(107g) In Planta Transient Expression of Cell Wall Degrading Enzymes for Biofuel Applications

The United States has mandated that 16 billion gallons of cellulosic biofuels be produced annually by 2022. This production process includes the saccharification of the plant cell wall into sugars by cell wall degrading enzymes for fermentation. Currently, these enzymes contribute a significant cost to the total process. Expressing cell wall degrading enzymes recombinantly in the biomass substrate could potentially reduce the costs in this step. In recent years, it has been determined that transient expression in plants can produce high yields of heterologous proteins.

Thermostable endoglucanase E1 and endo-xylanase from Acidothermus cellulolyticus were transiently expressed in Nicotiana benthamiana utilizing several vectors and a gene silencing suppressor. Gene constructs were designed to target the enzymes to the apoplast, codon optimized for high level expression in the plant host, and synthesized.
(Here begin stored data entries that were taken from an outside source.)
PR #301, opened 2019-12-04
Use `ORDER` attribute for retrieving first physical thumbnail

warrd:
## Issue

https://github.com/wellcometrust/platform/issues/3945

## Description

If present we should  use the `ORDER` attribute in the physical `structMap` to retrieve the first thumbnail.

### DIFF
--- a/pipeline/transformer/transformer_mets/src/main/scala/uk/ac/wellcome/platform/transformer/mets/parsers/MetsXmlParser.scala
+++ b/pipeline/transformer/transformer_mets/src/main/scala/uk/ac/wellcome/platform/transformer/mets/parsers/MetsXmlParser.scala
@@ -153,6 +153,7 @@ object MetsXmlParser {
     (root \ "structMap")
       .filterByAttribute("TYPE", "PHYSICAL")
       .descendentsWithTag("div")
+      .sortByAttribute("ORDER")
       .toMapping(
         keyAttrib = "ID",
         valueNode = "fptr",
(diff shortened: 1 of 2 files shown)


jamesgorrie:
How is the order applied to the XML in the first place?

warrd:
> How is the order applied to the XML in the first place?

As far as I know it is added automatically in Goobi

pipeline/transformer/transformer_mets/src/main/scala/uk/ac/wellcome/platform/transformer/mets/parsers/MetsXmlParser.scala
```diff
@@ -37,6 +54,24 @@ object MetsXmlParser {
...
+    *          <mods:accessCondition type="player">63</mods:accessCondition>
+    *          <mods:accessCondition type="status">Open</mods:accessCondition>
+    *          ...
+    *        </mods:mods>
+    *      </mets:xmlData>
+    *    </mets:mdWrap>
+    *  </mets:dmdSec>
+    *
+    *  The expected output would be: "CC-BY-NC"
+    */
```
alexwlchan: Thanks for adding these!

pipeline/transformer/transformer_mets/src/main/scala/uk/ac/wellcome/platform/transformer/mets/parsers/MetsXmlParser.scala
```diff
@@ -118,6 +153,7 @@ object MetsXmlParser {
     (root \ "structMap")
       .filterByAttribute("TYPE", "PHYSICAL")
       .descendentsWithTag("div")
+      .sortByAttribute("ORDER")
```
alexwlchan: Maybe worth a comment about how ListMap preserves ordering, otherwise good.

Genes were inserted into binary vector systems which incorporate the gene into the T-DNA region in Agrobacterium tumefaciens. Production of the enzymes using the CaMV 35S, Tobacco mosaic virus-based TRBO, and Cucumber mosaic virus-based CMVar expression systems were compared. The use of the gene silencing suppressor p19 from Tomato bushy stunt virus was shown to improve yields for all systems with expression levels of functional endoglucanase and xylanase reaching levels of 15.2 and 4.3 mg/kg fresh weight, respectively.

Co-expression of E1 and xylanase using the Cucumber mosaic virus-based CMVar system was evaluated. E1 and xylanase were co-expressed with simple mixing of A. tumefaciens carrying separate expression cassettes.  E1 and xylanase were also co-expressed with both genes carried on the same expression cassette. Proteins expressed from the same CMVar cassette were produced in the same cell, whereas proteins expressed with mixed cassettes are produced in distinct cells. This has implications for the thermally activated hydrolysis of the enzyme-producing host tissue for cellulosic biofuel production.

Efficient transient production and thermal activation of multiple lignocellulosic enzymes within the same plant cells may be a cost-effective saccharification route for biofuel production.